BRIEF: Filter by the string "cases": return the lines of the material that contain it.

RECORDS SHOWN:

PR #1308, opened 2024-01-10
Tourian shinecharges

blkerby:


region/tourian/main/Tourian Escape Room 2.json
```diff
@@ -100,11 +100,92 @@
...
+      "link": [1, 2],
+      "name": "Come in Shinecharged, Leave With Spark",
+      "entranceCondition": {
+        "comeInShinecharged": {
+          "framesRequired": 95
+        }
+      },
+      "requires": [
+        {"or": [
+          "ScrewAttack",
```
osse101, line 113: I don't think screw attack works without another jump... maybe sometimes.
A super to kill the pirate would work.

strats.md
```diff
@@ -349,6 +350,22 @@ In all strats with an `entranceCondition`, the `from` node of the strat must be
 
 Each of these properties is described in more detail below.
 
+### Come In Normally
+
+A `comeInNormally` entrance condition represents the need for Samus to enter the room through this door, with no other particular requirements. It has no properties.
```
osse101, line 355: This looks like a way to ensure that you just entered the room.
I thought it was a condition for checking that Samus is in some generic state that is able to move normally.
Because `canBabySkip` leaves you in a bouncing Morph ball state, except for the insane version, and does need a condition to model that.

region/tourian/main/Seaweed Room.json
```diff
@@ -94,11 +95,110 @@
...
+      "link": [1, 3],
+      "name": "Come in Shinecharging, Leave Shinecharged (Wave)",
+      "entranceCondition": {
+        "comeInShinecharging": {
+          "length": 4,
+          "openEnd": 0
+        }
+      },
+      "requires": [
+        "Wave",
```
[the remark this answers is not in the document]
blkerby: Interesting. Looking at this again, seems like using Spazer should be "canShinechargeMovementTricky" while Wave can just be "canShinechargeMovementComplex". Updated the strat.

region/tourian/main/Seaweed Room.json
```diff
@@ -94,11 +95,110 @@
...
+          "length": 4,
+          "openEnd": 0
+        }
+      },
+      "requires": [
+        "canShinechargeMovementTricky",
+        {"shinespark": {"frames": 2}}
+      ],
+      "exitCondition": {
+        "leaveWithSpark": {}
```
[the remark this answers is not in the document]
blkerby: Sure enough. Added a strat for it.

region/tourian/main/Tourian Escape Room 2.json
blkerby: Good catch.

strats.md
blkerby: Makes sense. At some point I would like to propose we make it so that entrance/exit conditions are the only way to cross between rooms. At the moment, there are implicit strats that cross rooms (i.e. the normal way to cross rooms, in cases where no cross-room strat is being used), and it potentially creates a lot of little issues, due to hidden assumptions which may not always be satisfied. By making the entrances/exits all explicit, it can make it easier to get everything right.

For example, except in cases with a spawnAt, logically you could go through a door into a heated room then back into the original room with no requirements; this could be done to reset obstacles for instance, which would be unsound, since in reality you take some heat damage to open the door and go back through.

region/tourian/main/Blue Hopper Room.json
```diff
@@ -213,6 +213,31 @@
         "leaveWithGModeSetup": {}
       }
     },
+    {
+      "link": [1, 2],
+      "name": "Come in Shinecharged, Leave With Spark (Tank the Damage)",
+      "entranceCondition": {
+        "comeInShinecharged": {
+          "framesRequired": 95
```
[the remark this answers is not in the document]
osse101: You have to land before you can turn around.

region/tourian/main/Seaweed Room.json
```diff
@@ -94,11 +95,139 @@
...
+      "name": "Come in Shinecharging, Leave Shinecharged (Missiles)",
+      "entranceCondition": {
+        "comeInShinecharging": {
+          "length": 4,
+          "openEnd": 0
+        }
+      },
+      "requires": [
+        {"ammo": {"type": "Missile", "count": 7}}
+      ],
```
osse101, line 163:
```suggestion
      "requires": [
        "canShinechargeMovementTricky",
        {"ammo": {"type": "Missile", "count": 7}}
      ],
```

osse101 (dismissed):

RESULT BELOW:
blkerby: Makes sense. At some point I would like to propose we make it so that entrance/exit conditions are the only way to cross between rooms. At the moment, there are implicit strats that cross rooms (i.e. the normal way to cross rooms, in cases where no cross-room strat is being used), and it potentially creates a lot of little issues, due to hidden assumptions which may not always be satisfied. By making the entrances/exits all explicit, it can make it easier to get everything right.
For example, except in cases with a spawnAt, logically you could go through a door into a heated room then back into the original room with no requirements; this could be done to reset obstacles for instance, which would be unsound, since in reality you take some heat damage to open the door and go back through.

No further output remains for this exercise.